_How to complete this task_
Filter the lines below, keeping each one that holds "existing".

_Data for analysis_
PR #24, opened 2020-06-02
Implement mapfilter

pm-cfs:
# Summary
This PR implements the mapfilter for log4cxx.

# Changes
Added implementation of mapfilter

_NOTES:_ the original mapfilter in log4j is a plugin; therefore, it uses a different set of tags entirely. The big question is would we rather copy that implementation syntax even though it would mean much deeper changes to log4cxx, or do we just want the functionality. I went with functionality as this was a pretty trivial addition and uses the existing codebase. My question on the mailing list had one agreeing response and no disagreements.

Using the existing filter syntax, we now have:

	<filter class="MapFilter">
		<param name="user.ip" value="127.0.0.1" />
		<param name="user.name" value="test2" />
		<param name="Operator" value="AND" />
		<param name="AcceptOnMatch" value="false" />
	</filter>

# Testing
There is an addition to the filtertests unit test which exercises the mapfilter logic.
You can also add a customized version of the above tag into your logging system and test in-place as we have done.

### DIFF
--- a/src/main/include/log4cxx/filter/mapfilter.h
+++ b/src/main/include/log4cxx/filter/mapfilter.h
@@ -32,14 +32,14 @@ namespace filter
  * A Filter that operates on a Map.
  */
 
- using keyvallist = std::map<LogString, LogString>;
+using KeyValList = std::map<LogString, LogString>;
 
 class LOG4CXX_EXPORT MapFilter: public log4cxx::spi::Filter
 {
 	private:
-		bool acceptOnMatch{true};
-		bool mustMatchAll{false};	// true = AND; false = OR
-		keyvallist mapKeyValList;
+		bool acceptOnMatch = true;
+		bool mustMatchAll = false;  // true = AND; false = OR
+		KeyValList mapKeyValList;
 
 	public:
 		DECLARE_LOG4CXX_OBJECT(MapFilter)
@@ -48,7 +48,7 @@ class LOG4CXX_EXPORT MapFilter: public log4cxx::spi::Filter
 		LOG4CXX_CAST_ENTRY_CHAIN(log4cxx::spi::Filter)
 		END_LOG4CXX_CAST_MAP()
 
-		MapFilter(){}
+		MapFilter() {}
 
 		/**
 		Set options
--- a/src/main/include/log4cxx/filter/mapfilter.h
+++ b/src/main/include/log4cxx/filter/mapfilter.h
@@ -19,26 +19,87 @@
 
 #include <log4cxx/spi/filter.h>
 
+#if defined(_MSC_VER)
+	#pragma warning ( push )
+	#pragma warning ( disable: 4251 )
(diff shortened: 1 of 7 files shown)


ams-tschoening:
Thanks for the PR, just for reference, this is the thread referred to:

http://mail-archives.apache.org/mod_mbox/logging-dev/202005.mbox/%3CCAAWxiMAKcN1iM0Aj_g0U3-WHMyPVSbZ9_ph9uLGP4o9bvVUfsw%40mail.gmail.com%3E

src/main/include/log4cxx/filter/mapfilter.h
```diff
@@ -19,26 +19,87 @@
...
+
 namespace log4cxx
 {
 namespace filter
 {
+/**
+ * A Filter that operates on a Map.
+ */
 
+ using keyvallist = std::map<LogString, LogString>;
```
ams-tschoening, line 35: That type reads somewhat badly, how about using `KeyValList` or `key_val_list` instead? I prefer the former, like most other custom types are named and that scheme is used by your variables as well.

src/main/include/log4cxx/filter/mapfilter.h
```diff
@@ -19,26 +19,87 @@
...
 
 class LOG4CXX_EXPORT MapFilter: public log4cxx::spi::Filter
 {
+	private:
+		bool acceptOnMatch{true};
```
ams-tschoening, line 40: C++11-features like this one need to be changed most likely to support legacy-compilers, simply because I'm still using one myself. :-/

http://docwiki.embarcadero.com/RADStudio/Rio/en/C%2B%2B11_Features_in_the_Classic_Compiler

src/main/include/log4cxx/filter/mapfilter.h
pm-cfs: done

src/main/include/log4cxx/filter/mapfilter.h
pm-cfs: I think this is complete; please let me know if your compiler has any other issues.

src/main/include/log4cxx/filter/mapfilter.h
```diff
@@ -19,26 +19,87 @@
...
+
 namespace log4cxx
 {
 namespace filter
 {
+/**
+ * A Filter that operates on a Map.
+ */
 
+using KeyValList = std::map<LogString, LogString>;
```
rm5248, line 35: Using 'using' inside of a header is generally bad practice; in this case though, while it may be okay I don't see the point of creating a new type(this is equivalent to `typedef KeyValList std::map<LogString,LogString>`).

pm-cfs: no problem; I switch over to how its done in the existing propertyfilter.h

==

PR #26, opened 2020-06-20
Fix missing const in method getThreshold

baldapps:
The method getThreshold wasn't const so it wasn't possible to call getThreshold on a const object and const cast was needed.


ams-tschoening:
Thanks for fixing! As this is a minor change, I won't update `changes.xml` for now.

_Reply to the exercise_
_NOTES:_ the original mapfilter in log4j is a plugin; therefore, it uses a different set of tags entirely. The big question is would we rather copy that implementation syntax even though it would mean much deeper changes to log4cxx, or do we just want the functionality. I went with functionality as this was a pretty trivial addition and uses the existing codebase. My question on the mailing list had one agreeing response and no disagreements.
Using the existing filter syntax, we now have:
pm-cfs: no problem; I switch over to how its done in the existing propertyfilter.h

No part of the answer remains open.